** RECORDS SUPPLIED **
####################
Issue #357, opened 2026-05-28
Restart vector embedding before generation is complete


cmseeling:
I am trying to generate vector embeddings but due to my own error I misconfigured the dimension value so the embed run aborted after 5 tries.

When I corrected the error I received this error message:
```Error: create generation: a rebuild with a different fingerprint is already in progress: existing building fingerprint="Qwen3-Embedding-0.6B-GGUF:768", requested="Qwen3-Embedding-0.6B-GGUF:1024" — activate or retire it before starting a new rebuild```

From a brief Discord discussion, it sounds like there isn't a flag that can be passed to the `build-embeddings` command to discard the broken generation.

mariusvniekerk:
taking a look at this one.

rodboev:
Embedding generations can now be resumed and managed without rebuilding the whole corpus, through [PR #358](https://github.com/kenn-io/msgvault/pull/358). The restart behavior described here looks fixed on current `main`, so this issue can probably be closed.

PR #358, opened 2026-05-28
cmd: manage embedding generations

mariusvniekerk:
## Why
Issue #357 exposed a bad operational state in the vector embedding workflow: a rebuild can be interrupted or left building under one embedding fingerprint, and a later run with a different configured fingerprint refuses to continue until that existing generation is either activated or retired. Before this PR, those lifecycle states existed in `vectors.db` and in internal backend methods, but the CLI gave operators no supported way to inspect or resolve them. The practical recovery path was direct SQL against `index_generations`, which is brittle and easy to get wrong.

The change gives that state an explicit CLI surface. `msgvault embeddings list` makes active/building/retired generations visible, `resume` is the safe next action for a building generation with pending rows, `retire` handles stale or unwanted builds, and `activate` exists for recovery cases where a completed building generation should become the serving index. Activation stays guarded because the wrong activation can expose an incomplete index or a generation whose fingerprint does not match the current config.

The old top-level `build-embeddings` command remains as a deprecated compatibility alias so existing scripts do not break while the new `embeddings` namespace becomes the place for generation lifecycle commands.

Refs #357

## What changed
- Added `msgvault embeddings build`, `resume`, `list`, `retire`, and guarded `activate`.
- Kept `msgvault build-embeddings` as a deprecated alias.
- Updated vector-search guidance to point users at the new lifecycle commands.
- Routed embedding prompts, progress, and status output through Cobra command IO so tests and redirected/embedded command execution do not leak through process-level stdin/stdout/stderr.

## Validation
- `go test ./cmd/msgvault/cmd`
- `go test -tags 'fts5 sqlite_vec' ./cmd/msgvault/cmd`
- `go test ./cmd/msgvault/cmd ./internal/api ./internal/mcp ./internal/scheduler ./internal/vector ./internal/vector/embed ./internal/vector/hybrid`

Note: full `go test ./...` was also run during development and still fails in existing `internal/store` FTS/tokenless query tests unrelated to this command work.

### DIFF
--- a/.github/workflows/ci.yml
+++ b/.github/workflows/ci.yml
@@ -80,11 +80,12 @@ jobs:
     runs-on: ubuntu-latest
     permissions:
       contents: read
-      id-token: write
     steps:
       - uses: actions/checkout@de0fac2e4500dabe0009e67214ff5f5447ce83dd # v6.0.2
 
       - uses: DeterminateSystems/nix-installer-action@ef8a148080ab6020fd15196c2084a2eea5ff2d25 # v22
+        with:
+          determinate: false
 
       - name: Build
         env:
--- a/.github/workflows/ci.yml
+++ b/.github/workflows/ci.yml
@@ -78,12 +78,18 @@ jobs:
 
   nix-build:
     runs-on: ubuntu-latest
+    permissions:
+      contents: read
+      id-token: write
     steps:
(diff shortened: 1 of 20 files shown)


wesm:
Looks good, a nice improvement to ergonomics around this feature!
####################
** WHAT TO WORK ON **
Word for word, return each of the entries.

** SOLUTION TO THIS TASK **
Issue #357, opened 2026-05-28
Restart vector embedding before generation is complete


cmseeling:
I am trying to generate vector embeddings but due to my own error I misconfigured the dimension value so the embed run aborted after 5 tries.

When I corrected the error I received this error message:
```Error: create generation: a rebuild with a different fingerprint is already in progress: existing building fingerprint="Qwen3-Embedding-0.6B-GGUF:768", requested="Qwen3-Embedding-0.6B-GGUF:1024" — activate or retire it before starting a new rebuild```

From a brief Discord discussion, it sounds like there isn't a flag that can be passed to the `build-embeddings` command to discard the broken generation.

mariusvniekerk:
taking a look at this one.

rodboev:
Embedding generations can now be resumed and managed without rebuilding the whole corpus, through [PR #358](https://github.com/kenn-io/msgvault/pull/358). The restart behavior described here looks fixed on current `main`, so this issue can probably be closed.

PR #358, opened 2026-05-28
cmd: manage embedding generations

mariusvniekerk:
## Why
Issue #357 exposed a bad operational state in the vector embedding workflow: a rebuild can be interrupted or left building under one embedding fingerprint, and a later run with a different configured fingerprint refuses to continue until that existing generation is either activated or retired. Before this PR, those lifecycle states existed in `vectors.db` and in internal backend methods, but the CLI gave operators no supported way to inspect or resolve them. The practical recovery path was direct SQL against `index_generations`, which is brittle and easy to get wrong.

The change gives that state an explicit CLI surface. `msgvault embeddings list` makes active/building/retired generations visible, `resume` is the safe next action for a building generation with pending rows, `retire` handles stale or unwanted builds, and `activate` exists for recovery cases where a completed building generation should become the serving index. Activation stays guarded because the wrong activation can expose an incomplete index or a generation whose fingerprint does not match the current config.

The old top-level `build-embeddings` command remains as a deprecated compatibility alias so existing scripts do not break while the new `embeddings` namespace becomes the place for generation lifecycle commands.

Refs #357

## What changed
- Added `msgvault embeddings build`, `resume`, `list`, `retire`, and guarded `activate`.
- Kept `msgvault build-embeddings` as a deprecated alias.
- Updated vector-search guidance to point users at the new lifecycle commands.
- Routed embedding prompts, progress, and status output through Cobra command IO so tests and redirected/embedded command execution do not leak through process-level stdin/stdout/stderr.

## Validation
- `go test ./cmd/msgvault/cmd`
- `go test -tags 'fts5 sqlite_vec' ./cmd/msgvault/cmd`
- `go test ./cmd/msgvault/cmd ./internal/api ./internal/mcp ./internal/scheduler ./internal/vector ./internal/vector/embed ./internal/vector/hybrid`

Note: full `go test ./...` was also run during development and still fails in existing `internal/store` FTS/tokenless query tests unrelated to this command work.

### DIFF
--- a/.github/workflows/ci.yml
+++ b/.github/workflows/ci.yml
@@ -80,11 +80,12 @@ jobs:
     runs-on: ubuntu-latest
     permissions:
       contents: read
-      id-token: write
     steps:
       - uses: actions/checkout@de0fac2e4500dabe0009e67214ff5f5447ce83dd # v6.0.2
 
       - uses: DeterminateSystems/nix-installer-action@ef8a148080ab6020fd15196c2084a2eea5ff2d25 # v22
+        with:
+          determinate: false
 
       - name: Build
         env:
--- a/.github/workflows/ci.yml
+++ b/.github/workflows/ci.yml
@@ -78,12 +78,18 @@ jobs:
 
   nix-build:
     runs-on: ubuntu-latest
+    permissions:
+      contents: read
+      id-token: write
     steps:
(diff shortened: 1 of 20 files shown)


wesm:
Looks good, a nice improvement to ergonomics around this feature!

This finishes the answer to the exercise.